Porzio Life Sciences, LLC
In 2004, Porzio formed its first wholly owned subsidiary, Porzio Life Sciences, LLC, to help Life Sciences companies comply with state marketing and sales laws and regulations. Since that time, Porzio Life Sciences has provided regulatory and consulting services to more than 80 members of the Life Sciences industry. Porzio Life Sciences offers a portfolio of compliance products and services that assist pharmaceutical, biotech and medical device companies with state law monitoring, licensing, distribution and state reporting efforts.
One of Porzio Life Sciences’ innovative products, the Porzio Compliance Digest (“PCD”), is the premier database for tracking state laws, regulations and pending legislation in all areas impacting pharmaceutical marketing and sales compliance.
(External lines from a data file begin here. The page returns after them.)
PR #166, opened 2019-09-24
Existing reply list in article page

MrOrz:
## Feature
Article page "existing reply" section, includes:
- Component hierarchy: `[id].js` (article page) --> `<CurrentReplies>` covers all article replies & deleted article replies --> list of `<ArticleReply>` --> `<EditorName>`, `<CopyButton>`, `<ReplyFeedback>` in each `<ArticleReply>`.
- Add `<CurrentReplies>` to `[id].js`.
- Refactor `<CurrentReplies>` to use apollo-client; process mutation of existing replies at this level.
- `ReplyConnection.js` renamed to `ArticleReply.js` and rewritten using apollo-client
- Replace `components/Modal` use with material-ui `Dialog`; Replace `balloon-css` with material-ui `Tooltip`

## Refactor
- adds `useCurrentUser` hook that allows users to check if an user is logged in. Caching is done by apollo client.
- uses `BatchHttpLink` to replace original `HttpLink` so that graphql requests in same render will be gathered in one HTTP request.
- rename `Hyperlinks` fragment variable name to match convention
- handle i18n for date-fns `format()` and `formatDistanceToNow()` in `lib/dateWithLocale.js` - [Reference](https://date-fns.org/docs/I18n)

### Article page

螢幕快照 2019-09-24 下午3 04 04

###  "Why" dialog
螢幕快照 2019-09-24 下午3 04 11

### Deleted article reply dialog
螢幕快照 2019-09-24 下午3 04 51

### Voting replies will refresh reply order
downvote

### Deleting and restoring replies
delete-reply

restore


pages/article/[id].js
```diff
@@ -67,6 +76,8 @@ function ArticlePage({ query }) {
     [data, dataForUser]
   );
 
+  const replySectionRef = useRef(null);
```
Comment (LucienLee) [inline pages/article/[id].js]: what's that ref used for?

Comment (MrOrz) [reply pages/article/[id].js]: Ohh good question. It's not used for this PR.
After an editor submits a new reply, the ref is used to scroll the user to the new reply (top section of the reply).

The logic can be seen here in the old codebase: https://github.com/cofacts/rumors-site/blob/master/pages/article.js#L109-L114

MrOrz:
I found that the snackbar after clicking copy button is not shown. Investigating.

MrOrz:
> I found that the snackbar after clicking copy button is not shown. Investigating.

怪，又出現了，merge ㄅ

PR #168, opened 2019-09-30
Create new reply form

MrOrz:
- Introduce `<NewReplySection>`, which will be the functional component performing apollo hooks for "Create reply" (this PR), "use existing reply" (future PR) and "search" (future PR)
- Component structure:
  - `[id].js` (article page)
    - `NewReplySection.js` the 3-tab functional component doing apollo-hooks
      - `ReplyForm.js` the "new reply" form
- `ReplyForm.js` no longer relies on its `onSubmit` returning a promise to clear the field. Instead, it exposes a public method `clear()` for its parent component to clear when reply submission succeeded. This API is similar to how HTML inputs are cleared.

### Before login
螢幕快照 2019-09-30 下午1 27 40

### After login
螢幕快照 2019-09-30 下午1 28 11

### Automatically scroll & clear form after submission
submission

## Refactor
During development, I found that the `merge()` in `[id].js` is actually causing issues. I tried to use `merge()` to merge `LoadArticlePage` and `LoadArticlePageForUser` operations; however, the cache of these two operations are not guaranteed to be updated in the same time. When `LoadArticlePage` and `LoadArticlePageForUser` has inconsistent order of `articleReplies`, `merge()` will erroneously merge the two arrays, causing issue like duplicated `replyIds`:
螢幕快照 2019-09-29 上午2 06 20

To solve this, we should avoid doing `merge()` by ourselves, let apollo-client to update the normalized cache instead. In this PR, all fields in `xxxForUser` fragments are merged into `xxxData` fragments, so that refetching `LoadArticlePage` will fetch and update the for-user fields (like `ownVote`) as well.

### DIFF
--- a/components/NewReplySection.js
+++ b/components/NewReplySection.js
@@ -1,0 +1,42 @@
+import { useState, useCallback } from 'react';
+import { t } from 'ttag';
+
+import Tabs from '@material-ui/core/Tabs';
+import Tab from '@material-ui/core/Tab';
+import Badge from '@material-ui/core/Badge';
+
+import useCurrentUser from 'lib/useCurrentUser';
+import ReplyForm from './ReplyForm';
+
+function NewReplySection({ onSubmit }) {
+  const [selectedTab, setSelectedTab] = useState(0);
+  const currentUser = useCurrentUser();
+
+  const handleTabChange = useCallback((e, v) => setSelectedTab(v), []);
+  const handleSubmit = useCallback(() => {
+    onSubmit(); // Notify upper component of submission
+  }, [onSubmit]);
+
+  if (!currentUser) {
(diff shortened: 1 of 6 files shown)


components/NewReplySection.js
```diff
@@ -0,0 +1,95 @@
...
+
+  if (!currentUser) {
+    return <p>{t`Please login first.`}</p>;
+  }
+
+  return (
+    <>
+      <Tabs value={selectedTab} onChange={handleTabChange}>
+        <Tab label={t`New Reply`} />
+        <Tab
```
MrOrz: 2nd and 3rd tabs are fake. Will implement in the future PR.

PR #178, opened 2019-11-21
Fix HTTP header & handle empty users

MrOrz:
Deployed to https://cofacts.hacktabl.org/

This PR fixes:
- Correct `x-app-id` should be provided in GraphQL request headers so that current user can be recognized as author of new replies
- Handle the case when empty reply.user causes exceptions

We will be deploying this to production soon. Please try navigating pages and submit replies in https://cofacts.hacktabl.org/ to see if there are any unhandled exceptions, thanks!

### DIFF
--- a/components/ArticleReply.js
+++ b/components/ArticleReply.js
@@ -175,8 +175,8 @@ class ArticleReply extends React.PureComponent {
     const originalAuthorElem = (
       <EditorName
         key="editorName"
-        editorName={replyAuthor.name}
-        editorLevel={replyAuthor.level}
+        editorName={replyAuthor?.name}
+        editorLevel={replyAuthor?.level}
       />
     );
     const originalAuthorsReply = (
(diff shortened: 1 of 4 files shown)


components/ArticleReply.js
```diff
@@ -175,8 +175,8 @@ class ArticleReply extends React.PureComponent {
     const originalAuthorElem = (
       <EditorName
         key="editorName"
-        editorName={replyAuthor.name}
-        editorLevel={replyAuthor.level}
+        editorName={replyAuthor?.name}
```
LucienLee: Does js have optional syntax as typescript does now?

components/ReplyFeedback.js
```diff
@@ -90,7 +90,10 @@ function ReplyFeedback({
     onCompleted: () => setReorderSnackShow(true),
   });
 
-  const isOwnArticleReply = currentUser?.id === user.id;
+  // Note that currentUser and user may be undefined or null (when appId mismatch)
+  // Noth case should not consider as ownArticleReply
```
LucienLee: both?

components/ArticleReply.js
MrOrz: We are using https://babeljs.io/docs/en/babel-plugin-proposal-optional-chaining
It's currently in stage 3: https://github.com/tc39/proposal-optional-chaining

components/ReplyFeedback.js
MrOrz: thanks lol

Porzio Life Sciences personnel continuously monitor the legal landscape and incorporate relevant legislative changes and developments into PCD. PCD is the only Life Sciences marketing and sales compliance system that is quality controlled by attorneys. It is also the only state law monitoring system built and maintained by a subsidiary of a nationally recognized law firm that specializes in Life Sciences marketing and sales compliance, as well as pharmaceutical product liability law.
Other popular Porzio Life Sciences products include a series of Compliance Modules (“PCMs”) that provide at-a-glance information on state-specific laws and regulations. The PCMs cover Legend Drug and Controlled Substance Sampling, Wholesale and Manufacturer Distribution, State Disclosures and Limitations and Pedigree Requirements. A Mid-level Practitioner Sampling Authority module addresses sampling of legend and controlled substances by 12 distinct classifications of practitioners. ePorzio enables companies to train and certify personnel on a range of field-force-specific activities.
Porzio Life Sciences, together with Porzio, provides the Life Sciences industry with a full array of consultative and legal services, including sales and marketing practice audits and risk evaluation assessments, promotional material review, contract negotiation, standard operating procedure preparation, and training sessions for Life Sciences industry personnel on legal requirements.